**TRY IT**
In the records that follow, the lines from the one containing "Scope.getCurrentScope().getUI() as ConsoleUIService" to the one containing "filipelautert: I mean", inclusive, are to be given again exactly.

**Stored data**
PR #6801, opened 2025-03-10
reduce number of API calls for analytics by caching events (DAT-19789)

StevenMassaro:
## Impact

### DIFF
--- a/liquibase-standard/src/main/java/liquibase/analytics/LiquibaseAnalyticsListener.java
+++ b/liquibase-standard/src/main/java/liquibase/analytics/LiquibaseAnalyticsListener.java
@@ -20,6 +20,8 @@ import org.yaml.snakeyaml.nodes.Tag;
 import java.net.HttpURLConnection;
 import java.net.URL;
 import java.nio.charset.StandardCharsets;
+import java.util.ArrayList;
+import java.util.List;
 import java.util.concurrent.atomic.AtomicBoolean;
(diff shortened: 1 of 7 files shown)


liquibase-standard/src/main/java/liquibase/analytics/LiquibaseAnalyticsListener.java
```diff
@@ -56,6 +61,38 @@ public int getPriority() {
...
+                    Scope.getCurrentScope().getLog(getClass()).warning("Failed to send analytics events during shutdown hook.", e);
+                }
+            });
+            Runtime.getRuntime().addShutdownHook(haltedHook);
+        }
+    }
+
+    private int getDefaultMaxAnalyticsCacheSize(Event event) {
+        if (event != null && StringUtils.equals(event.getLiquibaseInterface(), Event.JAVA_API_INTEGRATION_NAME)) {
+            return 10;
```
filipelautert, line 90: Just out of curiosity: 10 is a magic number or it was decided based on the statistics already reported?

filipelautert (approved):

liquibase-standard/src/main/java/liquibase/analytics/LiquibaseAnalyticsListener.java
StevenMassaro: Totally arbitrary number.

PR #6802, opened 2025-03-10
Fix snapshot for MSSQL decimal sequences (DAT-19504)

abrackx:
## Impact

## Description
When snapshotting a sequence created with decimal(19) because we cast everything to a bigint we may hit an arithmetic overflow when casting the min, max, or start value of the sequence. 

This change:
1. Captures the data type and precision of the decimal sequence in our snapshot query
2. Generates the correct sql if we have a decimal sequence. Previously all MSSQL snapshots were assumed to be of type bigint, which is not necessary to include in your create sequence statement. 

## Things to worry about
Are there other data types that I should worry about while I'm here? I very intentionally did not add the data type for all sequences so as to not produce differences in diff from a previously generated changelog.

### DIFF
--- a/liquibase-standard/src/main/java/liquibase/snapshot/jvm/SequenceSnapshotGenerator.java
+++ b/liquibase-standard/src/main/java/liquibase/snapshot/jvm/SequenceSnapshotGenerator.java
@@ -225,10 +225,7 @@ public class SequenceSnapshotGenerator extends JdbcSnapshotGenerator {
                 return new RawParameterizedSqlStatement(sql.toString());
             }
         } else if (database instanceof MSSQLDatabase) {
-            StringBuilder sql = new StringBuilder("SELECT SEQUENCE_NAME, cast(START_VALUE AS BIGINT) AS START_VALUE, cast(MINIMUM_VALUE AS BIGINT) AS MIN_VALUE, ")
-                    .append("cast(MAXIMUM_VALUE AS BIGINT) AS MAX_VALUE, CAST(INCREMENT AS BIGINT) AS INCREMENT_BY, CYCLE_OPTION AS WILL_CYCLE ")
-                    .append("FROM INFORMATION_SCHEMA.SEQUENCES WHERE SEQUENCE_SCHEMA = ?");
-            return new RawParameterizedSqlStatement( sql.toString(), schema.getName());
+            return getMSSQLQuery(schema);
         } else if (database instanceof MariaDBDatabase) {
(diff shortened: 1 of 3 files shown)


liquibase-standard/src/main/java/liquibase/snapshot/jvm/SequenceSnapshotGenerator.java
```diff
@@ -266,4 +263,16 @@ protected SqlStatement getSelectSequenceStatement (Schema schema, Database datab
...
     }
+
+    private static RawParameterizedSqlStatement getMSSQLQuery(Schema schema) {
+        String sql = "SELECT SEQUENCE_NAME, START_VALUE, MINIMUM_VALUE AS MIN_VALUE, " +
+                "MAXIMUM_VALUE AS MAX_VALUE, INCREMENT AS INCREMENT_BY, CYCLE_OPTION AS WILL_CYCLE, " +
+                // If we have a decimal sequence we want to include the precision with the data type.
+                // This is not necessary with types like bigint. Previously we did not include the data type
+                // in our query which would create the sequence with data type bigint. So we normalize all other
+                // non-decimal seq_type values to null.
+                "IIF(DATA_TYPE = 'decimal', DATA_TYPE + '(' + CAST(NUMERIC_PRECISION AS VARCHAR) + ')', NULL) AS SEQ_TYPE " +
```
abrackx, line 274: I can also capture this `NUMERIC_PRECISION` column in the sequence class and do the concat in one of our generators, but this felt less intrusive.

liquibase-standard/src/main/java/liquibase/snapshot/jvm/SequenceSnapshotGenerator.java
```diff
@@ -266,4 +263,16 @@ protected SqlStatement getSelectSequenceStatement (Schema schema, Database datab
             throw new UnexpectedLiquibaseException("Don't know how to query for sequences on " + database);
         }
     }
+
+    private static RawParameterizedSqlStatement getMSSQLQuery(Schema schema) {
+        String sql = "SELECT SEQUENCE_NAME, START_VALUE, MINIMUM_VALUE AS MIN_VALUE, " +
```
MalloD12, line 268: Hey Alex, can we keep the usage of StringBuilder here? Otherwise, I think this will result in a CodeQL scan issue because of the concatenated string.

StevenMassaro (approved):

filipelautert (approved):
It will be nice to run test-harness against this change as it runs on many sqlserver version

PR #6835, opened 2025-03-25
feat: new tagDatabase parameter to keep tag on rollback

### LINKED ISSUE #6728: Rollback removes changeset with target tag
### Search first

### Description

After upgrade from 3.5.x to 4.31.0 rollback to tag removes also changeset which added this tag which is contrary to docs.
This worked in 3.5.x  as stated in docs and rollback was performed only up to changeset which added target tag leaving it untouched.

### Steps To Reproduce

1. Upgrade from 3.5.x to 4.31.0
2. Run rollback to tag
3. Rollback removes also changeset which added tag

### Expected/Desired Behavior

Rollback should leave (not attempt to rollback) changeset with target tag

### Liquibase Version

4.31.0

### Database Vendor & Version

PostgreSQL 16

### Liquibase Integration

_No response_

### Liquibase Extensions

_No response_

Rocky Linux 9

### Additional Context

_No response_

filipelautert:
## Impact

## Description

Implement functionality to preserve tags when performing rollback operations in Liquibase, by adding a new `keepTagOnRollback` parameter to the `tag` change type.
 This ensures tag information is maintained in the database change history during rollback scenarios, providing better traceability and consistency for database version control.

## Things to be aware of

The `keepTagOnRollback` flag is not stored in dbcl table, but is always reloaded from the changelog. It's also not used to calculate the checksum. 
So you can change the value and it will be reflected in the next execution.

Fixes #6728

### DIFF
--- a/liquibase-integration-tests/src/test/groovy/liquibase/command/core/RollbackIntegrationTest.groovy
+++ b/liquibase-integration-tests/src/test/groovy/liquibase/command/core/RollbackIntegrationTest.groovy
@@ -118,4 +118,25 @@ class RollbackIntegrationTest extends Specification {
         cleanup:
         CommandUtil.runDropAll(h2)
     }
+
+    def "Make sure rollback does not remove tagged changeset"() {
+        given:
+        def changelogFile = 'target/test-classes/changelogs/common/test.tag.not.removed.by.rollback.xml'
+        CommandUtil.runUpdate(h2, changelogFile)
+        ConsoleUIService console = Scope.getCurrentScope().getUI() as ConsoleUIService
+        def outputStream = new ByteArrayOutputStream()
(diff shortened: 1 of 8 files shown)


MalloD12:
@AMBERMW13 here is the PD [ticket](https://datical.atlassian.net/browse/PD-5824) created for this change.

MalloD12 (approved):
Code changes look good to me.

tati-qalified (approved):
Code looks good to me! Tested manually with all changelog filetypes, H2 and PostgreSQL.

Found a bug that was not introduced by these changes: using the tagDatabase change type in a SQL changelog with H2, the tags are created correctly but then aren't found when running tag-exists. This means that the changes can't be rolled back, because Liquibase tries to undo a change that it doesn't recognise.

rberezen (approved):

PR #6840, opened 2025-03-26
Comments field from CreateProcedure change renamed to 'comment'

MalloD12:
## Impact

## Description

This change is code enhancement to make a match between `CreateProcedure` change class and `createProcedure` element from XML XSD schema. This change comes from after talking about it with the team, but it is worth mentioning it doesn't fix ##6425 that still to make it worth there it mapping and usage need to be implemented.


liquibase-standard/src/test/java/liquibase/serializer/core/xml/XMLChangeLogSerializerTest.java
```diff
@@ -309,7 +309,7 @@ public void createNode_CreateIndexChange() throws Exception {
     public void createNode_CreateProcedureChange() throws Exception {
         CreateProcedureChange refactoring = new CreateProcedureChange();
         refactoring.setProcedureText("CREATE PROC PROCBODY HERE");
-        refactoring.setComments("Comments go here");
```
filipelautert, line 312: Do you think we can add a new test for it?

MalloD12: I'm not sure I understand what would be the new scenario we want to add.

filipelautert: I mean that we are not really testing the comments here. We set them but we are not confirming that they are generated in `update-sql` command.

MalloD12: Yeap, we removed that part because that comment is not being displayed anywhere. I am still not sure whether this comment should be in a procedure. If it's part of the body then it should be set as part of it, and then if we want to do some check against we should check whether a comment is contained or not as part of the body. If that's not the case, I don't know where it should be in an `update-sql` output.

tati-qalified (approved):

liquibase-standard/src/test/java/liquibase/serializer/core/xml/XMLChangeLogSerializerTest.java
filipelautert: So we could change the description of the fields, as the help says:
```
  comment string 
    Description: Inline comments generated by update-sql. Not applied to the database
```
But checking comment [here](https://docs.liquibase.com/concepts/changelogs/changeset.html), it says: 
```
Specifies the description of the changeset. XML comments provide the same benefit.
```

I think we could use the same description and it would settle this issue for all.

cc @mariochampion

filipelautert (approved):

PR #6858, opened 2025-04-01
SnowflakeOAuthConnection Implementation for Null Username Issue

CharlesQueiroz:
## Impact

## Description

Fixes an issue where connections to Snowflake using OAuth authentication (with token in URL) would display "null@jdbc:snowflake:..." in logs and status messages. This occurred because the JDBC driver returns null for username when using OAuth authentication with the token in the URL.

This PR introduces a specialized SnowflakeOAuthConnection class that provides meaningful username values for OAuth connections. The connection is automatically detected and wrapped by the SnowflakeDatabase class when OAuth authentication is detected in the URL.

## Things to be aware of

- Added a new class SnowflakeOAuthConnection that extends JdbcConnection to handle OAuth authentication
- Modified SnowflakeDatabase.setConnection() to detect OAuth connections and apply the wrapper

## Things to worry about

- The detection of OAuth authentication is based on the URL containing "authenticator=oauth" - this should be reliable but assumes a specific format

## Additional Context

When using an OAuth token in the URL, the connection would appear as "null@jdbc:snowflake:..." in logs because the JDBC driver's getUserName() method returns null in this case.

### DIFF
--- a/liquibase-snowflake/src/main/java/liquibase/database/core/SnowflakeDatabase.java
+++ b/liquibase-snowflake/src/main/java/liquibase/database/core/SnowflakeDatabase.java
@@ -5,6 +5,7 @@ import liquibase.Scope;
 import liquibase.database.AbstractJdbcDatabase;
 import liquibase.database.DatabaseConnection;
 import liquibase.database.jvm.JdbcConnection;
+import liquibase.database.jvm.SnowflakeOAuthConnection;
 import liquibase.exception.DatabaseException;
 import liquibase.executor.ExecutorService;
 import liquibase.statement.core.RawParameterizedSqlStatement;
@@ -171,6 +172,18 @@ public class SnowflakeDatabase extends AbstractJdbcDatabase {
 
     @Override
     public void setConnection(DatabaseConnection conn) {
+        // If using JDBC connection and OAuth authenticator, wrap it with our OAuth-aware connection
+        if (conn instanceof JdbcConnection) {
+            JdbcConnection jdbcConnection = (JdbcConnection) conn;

**COMPLETED TASK**
+        ConsoleUIService console = Scope.getCurrentScope().getUI() as ConsoleUIService
+        def outputStream = new ByteArrayOutputStream()
(diff shortened: 1 of 8 files shown)


MalloD12:
@AMBERMW13 here is the PD [ticket](https://datical.atlassian.net/browse/PD-5824) created for this change.

MalloD12 (approved):
Code changes look good to me.

tati-qalified (approved):
Code looks good to me! Tested manually with all changelog filetypes, H2 and PostgreSQL.

Found a bug that was not introduced by these changes: using the tagDatabase change type in a SQL changelog with H2, the tags are created correctly but then aren't found when running tag-exists. This means that the changes can't be rolled back, because Liquibase tries to undo a change that it doesn't recognise.

rberezen (approved):

PR #6840, opened 2025-03-26
Comments field from CreateProcedure change renamed to 'comment'

MalloD12:
## Impact

## Description

This change is code enhancement to make a match between `CreateProcedure` change class and `createProcedure` element from XML XSD schema. This change comes from after talking about it with the team, but it is worth mentioning it doesn't fix ##6425 that still to make it worth there it mapping and usage need to be implemented.


liquibase-standard/src/test/java/liquibase/serializer/core/xml/XMLChangeLogSerializerTest.java
```diff
@@ -309,7 +309,7 @@ public void createNode_CreateIndexChange() throws Exception {
     public void createNode_CreateProcedureChange() throws Exception {
         CreateProcedureChange refactoring = new CreateProcedureChange();
         refactoring.setProcedureText("CREATE PROC PROCBODY HERE");
-        refactoring.setComments("Comments go here");
```
filipelautert, line 312: Do you think we can add a new test for it?

MalloD12: I'm not sure I understand what would be the new scenario we want to add.

filipelautert: I mean that we are not really testing the comments here. We set them but we are not confirming that they are generated in `update-sql` command.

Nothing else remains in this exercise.